**YOUR INSTRUCTIONS**
Across the entries below, tally every line that holds the string "something" and reply with the number only.

**AVAILABLE DATA**
PR #221, opened 2021-09-10
Improve support around service EOL

ngilles-aiven:
This PR is intended to improve service EOL support in the cli's commands
Notably:

  * If a specific version is provided to `service create` or `service update` command some sanity checks are peformed, checking EOL status of the service  and asking for confirmation if needed before proceeding
  * `service list` command now shows EOL notifications

### DIFF
--- a/aiven/client/cli.py
+++ b/aiven/client/cli.py
@@ -947,6 +947,7 @@ class AivenCLI(argx.CommandLineTool):
         "plan",
         "create_time",
         "update_time",
+        "notifications",
     ]]
     EXT_SERVICE_LAYOUT = ["service_uri", "disk_space_mb", "user_config.*", "databases", "users"]
 
@@ -967,6 +968,16 @@ class AivenCLI(argx.CommandLineTool):
         layout = self.SERVICE_LAYOUT[:]
         if self.args.verbose:
             layout.extend(self.EXT_SERVICE_LAYOUT)
+
+        # Format service notifications
+        for service in services:
+            for notification in service["service_notifications"]:
+                service.setdefault("notifications", [])
+                if notification["type"] == "service_end_of_life":
+                    # Python can't proper parse Z terminated ISO strings
+                    eol_time = parse_iso8601(notification["metadata"]["service_end_of_life_time"])
+                    eol_date = eol_time.date().isoformat()
+                    service["notifications"].append(f"EOL: {eol_date} Upgrade available")
 
         self.print_response(services, format=self.args.format, json=self.args.json, table_layout=layout)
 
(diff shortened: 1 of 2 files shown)


aiven/client/cli.py
```diff
@@ -33,6 +34,8 @@
 ]
 PLUGINS = []
 
+EOL_ADVANCED_WARNING_TIME = timedelta(weeks=26)  # Give 6 months advance notice for EOL services
```
fingon, line 37: nit: Should be `ADVANCE_` not `ADVANCED_`

aiven/client/cli.py
```diff
@@ -255,6 +275,21 @@ def enter_password(self, prompt, var="AIVEN_PASSWORD", confirm=False):
...
 
+    def print_boxed(self, lines: List[str]) -> None:
+        longest = max(len(line) for line in lines)
+
+        print("*" * longest)
+        for line in lines:
+            print(line)
+        print("*" * longest)
+
+    def confirm(self, prompt: str = "confirm? "):
```
fingon, line 286: This could have some hint also (e.g. `.. (y/N)? ` as default seems to be effectively N).

aiven/client/cli.py
```diff
@@ -3382,6 +3431,95 @@ def _get_service_type_user_config_schema(self, project, service_type):
...
+            if len(services_matching_version) == 0:
+                raise argx.UserError(
+                    f"{service_type} v{requested_version} is reaching EOL and cannot be used for new services"
+                )
+
+            # ...But should be discouraged
+            self.print_boxed(warning)
+
+            if not self.confirm("continue anyway? "):
+                raise argx.UserError("Aborted")
```
fingon, line 3515: I wouldn't put these absolute checks here, as there may be cases where e.g. customer specific dispensation is made to allow for it later on and clients are updated seldom. Instead, similar checks should exist in the backend which is updated constantly.

Due to that, any condition here should be just warning with confirm prompt.

fingon (dismissed):
Overall LGTM.

aiven/client/cli.py
ngilles-aiven: To be honest, I wasn't fully happy with these either because, as you say, these should be in sync with the "real" rules are, as enforced by server side, which may change at any point (and considering aiven-client installations in the wild could be "old" ....)
Should we still have a difference in messaging? something like:
1)  "advance warning" -> consider deploying a newer version
2) "passed availability" -> warning, operation may fail?

or reduce it just to the 1) ?

fingon: I don't have strong opinion either way - 2 adds some extra value, but is added complexity on this side (and something that has to be kept up to date). By default I'd prefer probably simpler choice (just 1), but I won't object to 2 either as long as it doesn't block operation.

ngilles-aiven: Went with option 1 ... KISS prevails

fingon (approved):
LGTM.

**REPLY TO THE TASK**
2